Stored data
-------------------------

PR #322, opened 2023-04-27
DM-38472: Reformat Bright Star Subtraction Processing Tasks

leeskelvin:


python/lsst/meas/algorithms/brightStarStamps.py
```diff
@@ -397,8 +441,7 @@ def extend(self, bss):
             Other instance to concatenate.
         """
         if not isinstance(bss, BrightStarStamps):
-            raise ValueError('Can only extend with a BrightStarStamps object.  '
-                             f'Got {type(bss)}.')
+            raise ValueError("Can only extend with a BrightStarStamps object.  " f"Got {type(bss)}.")
```
arunkannawadi, line 444: The f part of this `f-string` can come up front and be a single string.

python/lsst/meas/algorithms/brightStarStamps.py
```diff
@@ -475,30 +522,40 @@ def _checkNormalization(self, normalize, innerRadius, outerRadius):
...
+                raise AttributeError(
+                    "For stamps to be normalized (normalize=True), please provide a valid "
+                    "value (in pixels) for both innerRadius and outerRadius."
+                )
             elif noneFluxCount < nStamps:
-                raise AttributeError(f"{nFluxVals} stamps already contain an annularFlux value. For stamps to"
-                                     " be normalized, all their annularFlux must be None.")
+                raise AttributeError(
+                    f"{nFluxVals} stamps already contain an annularFlux value. For stamps to"
+                    " be normalized, all their annularFlux must be None."
```
arunkannawadi, line 541: It's a convention to keep the space at the end of the previous string.

python/lsst/meas/algorithms/brightStarStamps.py
```diff
@@ -475,30 +522,40 @@ def _checkNormalization(self, normalize, innerRadius, outerRadius):
...
-                                     "value (in pixels) for both innerRadius and outerRadius.")
+                raise AttributeError(
+                    "For stamps to be normalized (normalize=True), please provide a valid "
+                    "value (in pixels) for both innerRadius and outerRadius."
+                )
             elif noneFluxCount < nStamps:
-                raise AttributeError(f"{nFluxVals} stamps already contain an annularFlux value. For stamps to"
-                                     " be normalized, all their annularFlux must be None.")
+                raise AttributeError(
+                    f"{nFluxVals} stamps already contain an annularFlux value. For stamps to"
```
arunkannawadi, line 540:
```suggestion
                    f"{nFluxVals} stamps already contain an annularFlux value. For stamps to "
```

python/lsst/meas/algorithms/brightStarStamps.py
arunkannawadi, line 541:
```suggestion
                    "be normalized, all their annularFlux must be None."
```

arunkannawadi (approved):
Looks good

timj:
Did black get run on this file? The file seems to have had substantial reorganizing. I'm not sure if there are code differences other than black that are not obvious.

leeskelvin:
Yes @timj, this refactor is entirely a clean up exercise. Both `black` and `isort` have been run, in addition to some basic doc string updates. This effort is to facilitate future collaborative efforts on this file between multiple authors. I wanted the file to be cleaned up to help with that effort to minimize the impact future commits would have.

timj:
@leeskelvin can you please make that explicit in the commit message? "refactor" is not, to me, the same as reformatting.

Note that because this repo doesn't have any formatting checks it is very easy for the file to start to drift away from black and isort.

leeskelvin:
I'll change the ticket name to "Reformat" accordingly, thanks.

python/lsst/meas/algorithms/brightStarStamps.py
```diff
@@ -82,30 +81,36 @@ def factory(cls, stamp_im, metadata, idx, archive_element=None):
             needed by the constructor.
         idx : `int`
             Index into the lists in ``metadata``
-        archive_element : `lsst.afwTable.io.Persistable`, optional
+        archive_element : `lsst.afw.table.io.Persistable`, optional
```
arunkannawadi, line 84:
```suggestion
        archive_element : `~lsst.afw.table.io.Persistable`, optional
```

python/lsst/meas/algorithms/brightStarStamps.py
```diff
@@ -189,17 +193,29 @@ class BrightStarStamps(Stamps):
...
+    >>> starSubregions = butler.get(
+            "brightStarStamps",
+            dataId,
+            parameters={"bbox": bbox}
+        )
     """
 
-    def __init__(self, starStamps, innerRadius=None, outerRadius=None, nb90Rots=None,
-                 metadata=None, use_mask=True, use_variance=False, use_archive=False):
+    def __init__(
```
arunkannawadi, line 208: I find the placement of this weird. I'd like it either before or immediately after the `factory` method above.

python/lsst/meas/algorithms/stamps.py
```diff
@@ -204,7 +202,7 @@ def factory(cls, stamp_im, metadata, index, archive_element=None):
             needed by the constructor.
         idx : `int`
             Index into the lists in ``metadata``
-        archive_element : `lsst.afwTable.io.Persistable`, optional
+        archive_element : `lsst.afw.table.io.Persistable`, optional
```
arunkannawadi, line 205:
```suggestion
        archive_element : `~lsst.afw.table.io.Persistable`, optional
```

python/lsst/meas/algorithms/stamps.py
```diff
@@ -251,21 +249,29 @@ def factory(cls, stamp_im, metadata, index, archive_element=None):
             needed by the constructor.
         idx : `int`
             Index into the lists in ``metadata``
-        archive_element : `afwTable.io.Persistable`, optional
+        archive_element : `afw.table.io.Persistable`, optional
```
arunkannawadi, line 252:
```suggestion
        archive_element : `~lsst.afw.table.io.Persistable`, optional
```

python/lsst/meas/algorithms/stamps.py
```diff
@@ -292,17 +298,21 @@ class StampsBase(abc.ABC, Sequence):
...
+        )
     """
 
-    def __init__(self, stamps, metadata=None, use_mask=True, use_variance=True,
-                 use_archive=False):
-        if not hasattr(stamps, '__iter__'):
-            raise ValueError('The stamps parameter must be iterable.')
+    def __init__(self, stamps, metadata=None, use_mask=True, use_variance=True, use_archive=False):
+        if not hasattr(stamps, "__iter__"):
+            raise ValueError("The stamps parameter must be iterable.")
```
arunkannawadi, line 310: Is this check necessary? We don't normally check and raise an error in our code. Moreover, this base class is probably called only within our own code, so we should be able to quickly identify the error if we call it incorrectly.

python/lsst/meas/algorithms/stamps.py
```diff
@@ -292,17 +298,21 @@ class StampsBase(abc.ABC, Sequence):
...
         for stamp in stamps:
             if not isinstance(stamp, AbstractStamp):
-                raise ValueError('The entries in stamps must inherit from AbstractStamp.  '
-                                 f'Got {type(stamp)}.')
+                raise ValueError(
+                    "The entries in stamps must inherit from AbstractStamp.  " f"Got {type(stamp)}."
+                )
```
arunkannawadi, line 315: Similarly, this check may also not be required and is inconsistent with duck typing. But if you choose to keep it, then the second string needs to be merged with the first.

python/lsst/meas/algorithms/stamps.py
```diff
@@ -334,12 +344,10 @@ def readFitsWithOptions(cls, filename, options):
         """
         # To avoid problems since this is no longer an abstract method
         if cls is not StampsBase:
-            raise NotImplementedError(
-                f"Please implement specific FITS reader for class {cls}"
-            )
+            raise NotImplementedError(f"Please implement specific FITS reader for class {cls}")
```
arunkannawadi, line 347: Either here, or in a future ticket (comment it here with a TODO in that case), this method should be refactored. The logic looks very convoluted and I don't follow what's going on here. If `readFitsWithOptions` is called on `StampBase`, then something happens but if called on a child class (Stamps), then an error is raised? And `cls` is overridden below, but why not call the method directly on `stamp_type`?

python/lsst/meas/algorithms/stamps.py
```diff
@@ -398,7 +413,7 @@ def getArchiveElements(self):
         Returns
         -------
         archiveElements :
-            `list` [`lsst.afwTable.io.Persistable`]
+            `list` [`lsst.afw.table.io.Persistable`]
```
arunkannawadi, line 416:
```suggestion
            `list` [~`lsst.afw.table.io.Persistable`]
```

python/lsst/meas/algorithms/stamps.py
```diff
@@ -370,8 +378,15 @@ def writeFits(self, filename):
...
-                  self.use_archive)
+        writeFits(
+            filename,
+            self._stamps,
+            self._metadata,
+            type_name,
+            self.use_mask,
+            self.use_variance,
+            self.use_archive,
+        )
```
arunkannawadi, line 389: I don't quite see why to call `writeFits` method that was defined earlier in the file, rather than implementing the method here. If you agree with here, create a ticket (perhaps the same one that refactors `readFitsWithOptions`) and comment with TODO.

arunkannawadi (approved):

python/lsst/meas/algorithms/stamps.py
timj: Modulo fixing the black string formatting problem here, I don't understand what the problem is with this test? We are requiring that everything is an AbstractStamp as a way to fail early. It's effectively promising the interface.

python/lsst/meas/algorithms/stamps.py
timj: You can probably drop it because the line below `for stamp in stamps` is going to prove whether or not it is iterable -- it clearly has to be. I believe this check was added because there were bugs being triggered by people passing in a single stamp rather than list of stamp. The error message is more explicit  than waiting for the next line to raise a generic error.

python/lsst/meas/algorithms/stamps.py
timj: I think it's related to the trampoline to allow the butler formatter to use a generic type but still end up giving you the correct type and making sure that you don't by mistake end up trying to use the abstract base class for reading.

python/lsst/meas/algorithms/stamps.py
arunkannawadi: I don't think it's Pythonic to do such `isinstance` checks, and we don't check that the object passed is of the correct type in most of our code. It makes sense only if there are other classes that will conform to this interface, yet will do something completely different. This is likely the case where the original author saw a different codebase and mimicked the same structure here. Is failing early here (occassionally) advantageous over checking this every time at run time?

timj: I think it may have been my idea to add this check to be defensive. We were getting programming bugs where people were handing the wrong thing to the constructor and it was hard to track down where the bad stamp was coming from.

arunkannawadi: All the more reason to start using static type checking more broadly :-)

If the branching had to depend on the type of the object, then an `isinstance` check makes sense. If it is simply to check if it is the right type, then these should be left to mypy. What's preventing us from enabling mypy in all our repos, with one function with type hints just to get the ball rolling?

timj: It is unlikely that the entire science pipelines is going to be mypy compliant any time soon and it's not clear to me that the science pipelines group have decided they want mypy.

I don't understand why you don't want to check that these are all subclasses of Stamp.

python/lsst/meas/algorithms/brightStarStamps.py
leeskelvin: This is the `__init__` for the BrightStarStamps class, and the first thing in this class - did you have in mind somewhere else specifically for this to go?

python/lsst/meas/algorithms/stamps.py
leeskelvin: I've removed this `hasattr` check. I agree, it doesn't quite fit here, and the for loop immediately following will trigger a `TypeError` if a non-iterable type has been passed.

python/lsst/meas/algorithms/stamps.py
leeskelvin: I'm reluctant to remove this `isinstance` check without a broader understanding of how this may be being used elsewhere in the stack. As it is, I like the idea of failing fast if the wrong type is being passed in, so I lean towards maintaining this behavior for the time being. Happy to be persuaded it's safe to remove this however.

python/lsst/meas/algorithms/brightStarStamps.py
leeskelvin: Unless you're referring to the `__len__`, `__getitem__` and `__iter__` methods below, which could all be moved up?

python/lsst/meas/algorithms/stamps.py
leeskelvin: The `writeFits` function at the top of the file is a free function, whereas this `writeFits` method is a shortcut for writing a `StampsBase` class type. I guess the original design intention was for to allow this free function to be called and used with generic stamp objects?

python/lsst/meas/algorithms/stamps.py
timj: I want it to stay. I added this with Simon because we reasoned that it was better to complain early rather than late and we really want Stamps here.

arunkannawadi: 2 against 1 here. May democracy prevail.

python/lsst/meas/algorithms/brightStarStamps.py
leeskelvin: Thanks for the in-person chat about this Arun. Following our chat, I think we've agreed that we're happy leaving this `__init__` as-is for now.

python/lsst/meas/algorithms/stamps.py
leeskelvin: I've added this in-line comment, which I hope captures the gist of the discussion above:
```
        # TO-DO: Consider refactoring this method. This class check was added
        # to allow the butler formatter to use a generic type but still end up
        # giving the correct type back, ensuring that the abstract base class
        # is not used by mistake. Perhaps this logic can be optimised.
```

python/lsst/meas/algorithms/stamps.py
leeskelvin: Following our in-person discussion, I think we're happy to leave this as-is for now.

python/lsst/meas/algorithms/brightStarStamps.py
```diff
@@ -56,56 +55,62 @@ class BrightStarStamp(AbstractStamp):
     annularFlux : `Optional[float]`
```
arunkannawadi, line 55:
```suggestion
    annularFlux : `float`, optional
```

timj: These have two different meanings. The first is that `float` or `None` are allowed. The second is that you must give a `float` but things work if you don't give anything at all (the default value will be used).

arunkannawadi: We'd want something like this then: https://github.com/lsst/ip_isr/blob/4b253454a05df26a7ddd28689a0876f006854e98/python/lsst/ip/isr/vignette.py#L87

leeskelvin: Thanks, changed here (and elsewhere that I caught it).

PR #331, opened 2023-05-22
DM-39141: Add doRequirePrimary to source selectors.

erykoff:


python/lsst/meas/algorithms/astrometrySourceSelector.py
```diff
@@ -171,6 +176,14 @@ def _isUsable(self, sourceCat):
...
             & ~sourceCat.get(self.fluxFlagKey)
 
+    def _isPrimary(self, sourceCat):
+        """Return True if this is a primary source.
+        """
+        if self.primaryKey:
+            return sourceCat.get(self.primaryKey)
+        else:
+            return np.ones(len(sourceCat), dtype=bool)
+
```
laurenam, line 186: Seeing this, I'm wondering if the same should be added to `ObjectSizeStarSelectorTask` too?

laurenam (approved):

python/lsst/meas/algorithms/astrometrySourceSelector.py
erykoff: To the best of my knowledge, that selector is never run on catalogs that have had sky sources added; it's only run at the earliest time when we're looking for stars to measure the PSF.

laurenam: Yeah, I was just thinking that, in principle, someone *could*, so it wouldn’t hurt…your call!

PR #332, opened 2023-05-23
DM-39370: Fix failure to always raise MeasureApCorrError.

erykoff:
This fixes a raise that was missed in DM-38751.


eigerx (approved):
Looks good to me. Checked out the code and did a little grep for all the RuntimeError's and none of them were about aperture correction.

-------------------------

**YOUR TASK**.
Lines in the data that hold "sourceCat" must be located and copied.

**RESPONSE FOR THIS EXERCISE**.
@@ -171,6 +176,14 @@ def _isUsable(self, sourceCat):
             & ~sourceCat.get(self.fluxFlagKey)
+    def _isPrimary(self, sourceCat):
+            return sourceCat.get(self.primaryKey)
+            return np.ones(len(sourceCat), dtype=bool)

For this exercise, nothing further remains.